Slightly turgid in places and repetitive to the point of tedium on how developers and testers don't get on, Microsoft Secrets could have been a lot shorter. But the authors pull no punches. Each failure is here, every data-destroying bug problem and anti-trust investigation is examined. Having access to previously unreleased memos between Gates and staff, Cusumano and Selby draw informed conclusions about the lack of experience in middle-management ranks, the weaknesses in hiring "smart" people who don't want to follow the rules, and the increasing fragility of a company that is built on hackers' mentality but has to function as a multinational blue-chip company.

The Microsoft approach is aggressive: "Attack the Future!" is a constant refrain throughout the interviews with personnel. The departure from bettering other people's products instead of source innovation is making Microsoft into a hybrid techno-media organisation.

Microsoft Secrets should be read in conjunction with Douglas Coupland's book Microserfs to give an overall view of the theory versus the reality of working for Microsoft. Cusumano and Selby have unearthed some fascinating facts, such as the Orwellian approach to becoming a "Microsoft Person" (clue: you have to live, dream and sleep Microsoft).

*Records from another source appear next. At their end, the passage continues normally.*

PR #8, opened 2019-12-18
Made it possible to overwrite --reporter.grpc.host-port flag

ssoerensen:
It was not possible to change the --reporter.grpc.host-port to a custom hostname in case
the agent should send to a different service name.


naseemkullah:
Thanks @ssoerensen !

Issue #6, opened 2019-12-17
Landing page


naseemkullah:
Let's look at that in a separate PR. Here's an example that's kind of nice and also easy https://charts.fluxcd.io/

_Originally posted by @scottrigby in https://github.com/jaegertracing/helm-charts/pull/2_

cpanato:
we setup this for Mattermost: https://helm.mattermost.com/ simple

cpanato:
i liked the fluxcd maybe will clone :)

naseemkullah:
Solve via #10

PR #10, opened 2019-12-20
Landing page

naseemkullah:
Heavily inspired by @stefanprodan's  work for the Flux charts landing page, here is a PR to do this for Jaeger as well.

Is there a way of previewing this @scottrigby ?

We would need `charts.jaegertracing.io` added as a CNAME before merging

Would solve #6 

### DIFF
--- a/CNAME
+++ b/CNAME
@@ -1,0 +1,1 @@
+charts.jaegertracing.io
--- a/CNAME
+++ b/CNAME
@@ -1,1 +1,0 @@
-charts.jaegertracing.io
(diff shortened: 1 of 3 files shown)


CNAME
```diff
@@ -0,0 +1 @@
+charts.jaegertracing.io
```
scottrigby: We'd need the Jaeger team to create this. You probably have already but for ref see https://help.github.com/en/github/working-with-github-pages/configuring-a-custom-domain-for-your-github-pages-site

scottrigby:
Re previewing https://help.github.com/en/github/working-with-github-pages/testing-your-github-pages-site-locally-with-jekyll

Issue #4, opened 2019-12-17
[jaeger] Use elastic chart as elasticsearch dependency


naseemkullah:
The optional elasticsearch dependency chart should be https://github.com/elastic/helm-charts/tree/master/elasticsearch

scottrigby:
Do you want to explore this as an alternative dependency in a PR?

naseemkullah:
Yes, sounds good, I'd prefer to completely remove the current deprecated elasticsearch dependency and swap in the new and improved dependency instead of manage values for both. Is that ok provided our disclaimer?

scottrigby:
Whichever chart dependency you prefer 😄

naseemkullah:
Solved via #11

PR #11, opened 2019-12-20
[jaeger] Use official elastic chart as elasticsearch dependency

naseemkullah:
Would solve #4

P.S. I also updated the README's helm install commands slightly... and removed some verbosity.

Also the condition moves form `provisionDataStore.elasticsearch` to the more standard `elasticsearch.enabled` , thoughts on that? We could do something similar once we use a different cassandra chart to depend on (https://github.com/bitnami/charts/tree/master/bitnami/cassandra seems like the best choice atm, but let's wait to see if Cassandra incubator chart gets hosted elsewhere)


naseemkullah:
bump

PR #13, opened 2019-12-21
Add env COLLECTOR_ZIPKIN_HTTP_PORT when collector.service.zipkinPort present

tiggerlee2:
Collector will not listen Zipkin port without the environment variable.


naseemkullah:
Thanks for the PR @tiggerlee2 !
Could you please GPG sign the commit, resolve conflicts and finally I think it would make sense to comment out `collector.service.zipkinPort` in values.yaml (and adjust the default value in README to `nil`) if we will wrap the ZIPKIN stuff in if statements

tiggerlee2:
@naseemkullah fixed as you said~

PR #18, opened 2019-12-24
[jaeger] refactor service accounts

naseemkullah:
When service accounts were originally added, the helm documentation regarding best practices on sa creation for multiple components was wrong. It has since been corrected and this approach follows the correct method


naseemkullah:
bump

PR #19, opened 2019-12-25
[jaeger] Use label helpers

naseemkullah:


charts/jaeger/templates/_helpers.tpl
```diff
@@ -31,6 +31,26 @@ Create chart name and version as used by the chart label.
...
+{{/*
+Common labels
+*/}}
+{{- define "jaeger.labels" -}}
+helm.sh/chart: {{ include "jaeger.chart" . }}
+{{ include "jaeger.selectorLabels" . }}
+{{- if .Chart.AppVersion }}
+app.kubernetes.io/version: {{ .Chart.AppVersion | quote }}
+{{- end }}
+app.kubernetes.io/managed-by: {{ .Release.Service }}
```
pavelnikolov: Do we need `app.kubernetes.io/managed-by` label?

naseemkullah: It's among the recommended labels: https://kubernetes.io/docs/concepts/overview/working-with-objects/common-labels/

Furthermore, `helm create` includes this as per: https://github.com/helm/helm/blob/12e0ab7e44eb02738e1128ac01ee0843e47b4e79/pkg/chartutil/create.go#L374

PR #22, opened 2020-01-03
[stable/jaeger] Fix indentation for cronjob affinity, nodeselector, tolerations

naseemkullah:


naseemkullah:
This is a bug fix. Currently, if trying to set any of these values for the cronjob, the install will fail since the indentation is wrong.

PR #30, opened 2020-01-15
Added extraSecretMounts option for TLS support

arpitjindal97:


arpitjindal97:
@naseemkullah  Can u check pr build logs? I wasn't able to find any issue here.

charts/jaeger/values.yaml
```diff
@@ -167,11 +179,17 @@ collector:
...
-  extraConfigmapMounts: []
+  extraSecretMounts: []
   # - name: jaeger-tls
   #   mountPath: /tls
   #   subPath: ""
-  #   configMap: jaeger-tls
+  #   secretName: jaeger-tls
+  #   readOnly: true
+  extraConfigmapMounts: []
+  # - name: jaeger-config
```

The biggest secret revealed is the recruitment process devised by Gates. In interviews, college-leavers are asked to estimate the volume of water flowing down the Mississippi River and the number of gas stations in the United States.

One manager admits: "The answer does not matter as much as the approach a person takes to analyse the problem." Interesting that Gates chose a question that has an unquantifiable answer to select his super-smart employees to work in an industry where no one really has the answers. Microsoft's secret is that if you lead the industry you create your own answers.

`Microsoft Secrets' by Michael A Cusumano and Richard W Selby (HarperCollins Business, pounds 20).